Linclust does not respect memory limit at the end of clustering.
I ran linclust on a machine with a relatively low memory limit compared to the memory limit on the size of the machine. While the linclust process is running, the memory seems to hold steady at the expected value however at the end of clustering, presumeably as the clusters are being written to memory, the machine OOMs.
The last few lines before the OOM are
Updating clustering... [87.458s]
Freeing memory... [1.516s]
Total clusters: <n>
Total time: <t>s
I was using diamond v2.1.8. Does diamond linclust need to collect all the results into memory before writing?
For writing the output a table containing all accessions of the input sequences needs to be loaded into memory. Looks like this is causing the OOM. I can provide a quick patch for this if need be.
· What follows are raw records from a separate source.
PR #26430, opened 2026-02-23
feat(perps): add perps section to the new homepage

PatrykLucka:
## **Description**

Add a Perpetuals (Perps) positions section to the new wallet Homepage. When the perps feature flag is enabled, the section displays the user's open perps positions (up to 5) sourced from the PerpsController's cached data, which is populated by startMarketDataPreload() — a lightweight REST-based preload that doesn't require a full WebSocket connection or client initialization.

**Key changes:**

- **PerpsPositionRow** — new component displaying a single open position: token logo, direction (Long/Short) + symbol, leverage badge, TP/SL as percentage distance from entry, position value, and ROE.
- **PerpsPositionRowSkeleton** — skeleton placeholder (2 shimmer rows) shown while cachedPositions is loading.
- **PerpsSection** — updated to render position rows from Redux (selectCachedPositions), with skeleton loading state and navigation to market details (position tab) on row press.
- **selectCachedPositions / selectCachedMarketData** — new Redux selectors for cached controller state, necessary because the Homepage can't use the existing WebSocket-based hooks (usePerpsLivePositions, usePerpsHomeData) which require PerpsConnectionProvider/PerpsStreamProvider.
- All user-facing strings use existing i18n translations (perps.order.long_label, perps.order.short_label, perps.order.tp, perps.order.sl) plus a new homepage.positions.no_tp_sl key.
- Cached positions refresh every ~5 minutes via the controller's preload timer.

## **Changelog**

CHANGELOG entry: Added open perps positions section to the new wallet Homepage

## **Related issues**

Fixes:

## **Manual testing steps**

```gherkin
Feature: Perps positions on Homepage

  Scenario: user sees open perps positions on the Homepage
    Given the user has the perps feature flag enabled
    And the user has open perps positions

    When user navigates to the new wallet Homepage
    Then the "Perpetuals" section is displayed
    And up to 5 open positions are shown with token logo, direction, symbol, leverage, TP/SL, value, and ROE

  Scenario: user sees skeleton loading while positions load
    Given the user has the perps feature flag enabled
    And cached positions have not loaded yet

    When user navigates to the new wallet Homepage
    Then 2 skeleton placeholder rows are displayed in the Perpetuals section

  Scenario: user taps a position row to navigate to market details
    Given the user has open perps positions on the Homepage

    When user taps on a position row
    Then the app navigates to the Market Details screen for that symbol
    And the "position" tab is selected

  Scenario: user taps section title to navigate to Perps home
    Given the Perpetuals section is visible on the Homepage

    When user taps the "Perpetuals" section title
    Then the app navigates to the Perps Home screen
```

### **After**
Screenshot 2026-02-23 at 13 24 05

https://github.com/user-attachments/assets/44442a7b-3a70-476c-959b-e2c8ac0a9e9a

---

> [!NOTE]
> **Medium Risk**
> Touches homepage rendering/navigation and introduces WebSocket-backed perps hooks + new animated UI components, which could impact performance or loading states if edge cases slip through; changes are well-covered by targeted unit tests.
> 
> **Overview**
> Adds a new **Homepage `Perpetuals` section** (replacing the previous placeholder `Sections/Perps`) that is gated by the perps feature flag and wrapped in `PerpsConnectionProvider`/`PerpsStreamProvider` keyed by selected account.
> 
> When data is available, the section shows up to **5 items** (positions first, then orders), with navigation to `MARKET_DETAILS` (position tab) from a position row and to perps home from the title. When the user has no positions/orders, it instead shows a **trending markets horizontal carousel** (top by volume) with sparkline charts, plus a "More perps" tile; loading uses a skeleton and avoids empty-content flashes.
> 
> Enhances `PerpsPositionCard` compact mode with a new `compactVariant="position"` that displays direction + symbol, a leverage badge, **TP/SL % from entry** (via new `buildTpSlLabel`), ROE coloring, and a TP/SL skeleton placeholder. Adds supporting UI components (`PerpsMarketTileCard`, `SparklineChart`, `FadingScrollContainer`, skeletons) plus tests and new i18n strings (`homepage.sections.more_perps`, `homepage.sections.positions.no_tp_sl`), and updates homepage `ErrorState` to use an image asset instead of a DS icon.
> 
> <sup>Written by [Cursor Bugbot](https://cursor.com/dashboard?tab=bugbot) for commit 7b64e1c040a0d8886c99436aac13bdc9442f6946. This will update automatically on new commits. Configure [here](https://cursor.com/dashboard?tab=bugbot).</sup>


app/components/Views/Homepage/Sections/Perpetuals/PerpsSection.tsx
```diff
@@ -0,0 +1,143 @@
...
+  const title = strings('homepage.sections.perpetuals');
+  const [error, setError] = useState<boolean>(false);
+
+  const startPreload = useCallback(async () => {
+    const controller = Engine.context.PerpsController;
+    if (!controller) return;
+
+    setError(false);
+    try {
+      await controller.startMarketDataPreload();
```
abretonc7s: not async no need to await

app/components/Views/Homepage/Sections/Perpetuals/components/PerpsPositionRow/PerpsPositionRow.tsx
```diff
@@ -0,0 +1,127 @@
...
+import styles from './PerpsPositionRow.styles';
+import type { PerpsPositionRowProps } from './PerpsPositionRow.types';
+
+const ICON_SIZE = 36;
+
+/**
+ * Build a human-readable TP/SL label as percentage distance from entry.
+ * Returns null when neither TP nor SL is configured.
+ */
+export function buildTpSlLabel(
```
abretonc7s: This should probably go to positionCalculations.ts as an util to separate concerns

app/components/Views/Homepage/Sections/Perpetuals/components/PerpsPositionRow/PerpsPositionRow.tsx
```diff
@@ -0,0 +1,127 @@
...
+          color={isPositive ? TextColor.Success : TextColor.Error}
+        >
+          {roeDisplay}
+        </Text>
+      </View>
+    </TouchableOpacity>
+  );
+};
+
+export default React.memo(PerpsPositionRow);
```
abretonc7s: isnt this similar to PerpsPositionCard with compact mode? Probably we can reuse existing component.

app/components/Views/Homepage/Sections/Perpetuals/PerpsSection.tsx
abretonc7s: Also the try catch wouldnt do anything here, the method is designed as fire-and-forget

app/components/Views/Homepage/Sections/Perpetuals/PerpsSection.tsx
```diff
@@ -0,0 +1,143 @@
...
+              />
+            ))}
+          </View>
+        )}
+      </SectionRow>
+    </Box>
+  );
+});
+
+export default PerpsSection;
```
abretonc7s, line 249: I think we need to subscribe to PerpsCacheInvalidator to update the position after they change otherwise the user could have invalid state for up to 5min (eg: still see a position after they close it).
See pattern for usePerpsPositionForAsset.ts

abretonc7s (changes requested):

abretonc7s (changes requested):
First pass review — haven't tested locally yet but found a few things that need to be addressed before merging.

app/components/Views/Homepage/Sections/Perpetuals/PerpsSection.tsx
```diff
@@ -0,0 +1,143 @@
...
+    } catch {
+      setError(true);
+    }
+  }, []);
+
+  useEffect(() => {
+    if (!isPerpsEnabled) return;
+
+    startPreload();
+    return () => Engine.context.PerpsController?.stopMarketDataPreload();
```
abretonc7s: There may be a bug here where it could kill the preload timer for other pages. I think it should be handled by the wallet tab and not do anything around preloading stopPreload int his component.

abretonc7s (dismissed):

locales/languages/en.json
```diff
@@ -7707,8 +7707,12 @@
       "predictions": "Predictions",
       "defi": "DeFi",
       "nfts": "NFTs",
+      "trending_perps": "Trending Perps",
```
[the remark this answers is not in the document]
wachunei: Please remove this as the title remains the same in the section

app/images/wifi-off.png
gambinish, line 1: Just confirming whether or not that this icon is on-brand and provided from design team

app/components/Views/Homepage/Sections/Perpetuals/PerpsSection.tsx
```diff
@@ -0,0 +1,158 @@
...
+                onPress={() => handlePositionPress(position)}
+                testID={`perps-position-row-${position.symbol}`}
+              />
+            ))}
+          </View>
+        )}
+      </SectionRow>
+    </Box>
+  );
+});
```
gambinish, line 247: We should include an empty state here for when `positions.length` is 0.

gambinish (changes requested):
The PR uses `startMarketDataPreload()` (REST-based, 5-minute polling) instead of the WebSocket-based `PerpsConnectionProvider/PerpsStreamProvider` stack. This is probably fine for checking to see if a user has an active position for a given asset pair. In fact, this was the initial intent of this "standalone" lightweight fetch on the new token details page.

However, I don't think it is sufficient in this case, where live up-to-date data is critical to the user. This is because the `PerpsCacheInvalidator` only fires on explicit user actions (close position, modify TP/SL). It does NOT fire on external events like price movements or auto-liquidations.

My main concern, is that we are surfacing stale position/price data between refreshes, and that the 5-minute polling interval is a significant gap for trading, especially for high volume traders.

Between refreshes data on the homepage can become stale, in comparison to the live socket data we surface in the perps detail page. Note the ROE for BNB:

Screenshot 2026-02-24 at 3 19 58 PM
Screenshot 2026-02-24 at 3 19 48 PM



This discrepency happens because position values (positionValue, unrealizedPnl, returnOnEquity) are computed at preload time but won't reflect real-time mark price changes. A position showing +9.4% ROE could actually be at -5% or liquidated for a highly volatile asset. This means that liquidation risk is hidden -- if the mark price moves toward a user's liquidation threshold, the homepage will show stale values for up to 5 minutes.

My recommendation is to consider wrapping just the `PerpsSection` in the WebSocket provider. Since this new section is effectively replacing the `PerpsTab` we should implement the same data patterns to avoid regressions.

The `PerpsStreamManager` already supports reference counting and per-subscriber throttling, so we can always dial this in as needed. This would bring the homepage in line with the existing PerpsTab.

Regarding the missing TP/SL. This is somewhat related in that the standalone REST path explicitly skips TP/SL fetching to avoid getting 429 errors. This means position TP/SL will always be undefined on cached positions. Consequently: `buildTpSlLabel()` will always return null, and every single position row will show "No TP/SL" even when TP/SL orders are configured.

To fix this properly while only using the REST fetch, we'd need to extract TP/SL from the orders that are already fetched via `getOpenOrders({ standalone: true })` in `#performUserDataPreload()` and merge them into cached positions before storing them in state (this is similar to how the WebSocket subscription service does it with `#extractTPSLFromOrders` + `#mergeTPSLIntoPositions`). However, while this can be done with the standalone fetch, I recommend just using websocket subscription as mentioned above.

Lastly, it appears that this Perpetuals section only supports positions, but we should also be showing limit orders when they exist, in the same way that the Perps tab does today.

app/components/Views/Homepage/Sections/Perpetuals/PerpsSection.tsx
```diff
@@ -0,0 +1,158 @@
...
+              <PerpsPositionCard
+                key={position.symbol}
+                position={position}
+                compact
+                compactVariant="position"
+                iconSize={36}
+                onPress={() => handlePositionPress(position)}
+                testID={`perps-position-row-${position.symbol}`}
+              />
+            ))}
```
gambinish: We should also list orders here, in the perps tab we have a clear deliniation between market positions and limit orders

app/images/wifi-off.png
PatrykLucka: Thanks for double-checking! Yes, it is from this designs file: https://www.figma.com/design/z0panHXrMSMUSof2SaPkd4/Home-2026?node-id=3060-12825&t=1dzvFuB4lAO76GWF-0

app/components/Views/Homepage/Sections/Perpetuals/PerpsSection.tsx
PatrykLucka: I've added missing part - now we're showing trending perps cards if positions.length is 0.

app/components/Views/Homepage/components/FadingScrollContainer/FadingScrollContainer.tsx
wachunei, line 1: nit: in a next PR we should use this in the Predictions section too.

app/components/Views/Homepage/Sections/Perpetuals/components/PerpsMarketTileCard/PerpsMarketTileCard.tsx
```diff
@@ -0,0 +1,201 @@
...
+    if (!isSparklineLoading) {
+      shimmerOpacity.stopAnimation();
+      return;
+    }
+
+    const pulse = () => {
+      Animated.sequence([
+        Animated.timing(shimmerOpacity, {
+          toValue: 1,
+          duration: 900,
```
wachunei: nit: move duration to a constant at the top of the file for easier tweaks

wachunei (approved):

gambinish (approved):
Approving with one small nit (we can address in a separate PR). We are currently rounding the ROE percentage to 1 decimal place. However in Perps details we round to 2 decimal place precision. It appears we also do this on the Tokens section so it makes sense for us to align this rounding convention.

Image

A patch for this would be great since i don't think i have a machine at the moment that can manage all the accessions in memory at the same time.
https://github.com/bbuchfink/diamond/commit/8ec818ca160fbc26b262ae999c5c11d9c98a7e38
You can use --oid-output to write oids instead of accessions into the output file. These are the sequences linearly numbered in the input file starting from 0. You can map it back to accessions using standard shell commands. It should get the memory use down enough.
https://github.com/bbuchfink/diamond/wiki/How-to-cluster-huge-datasets
@beazerj The latest release has a new feature to run linclust in parallel on multiple nodes. May be interesting for you. Sensitivity should also have substantially improved, and you can probably do without the expensive all-vs-all steps. Still experimental, so handle with care.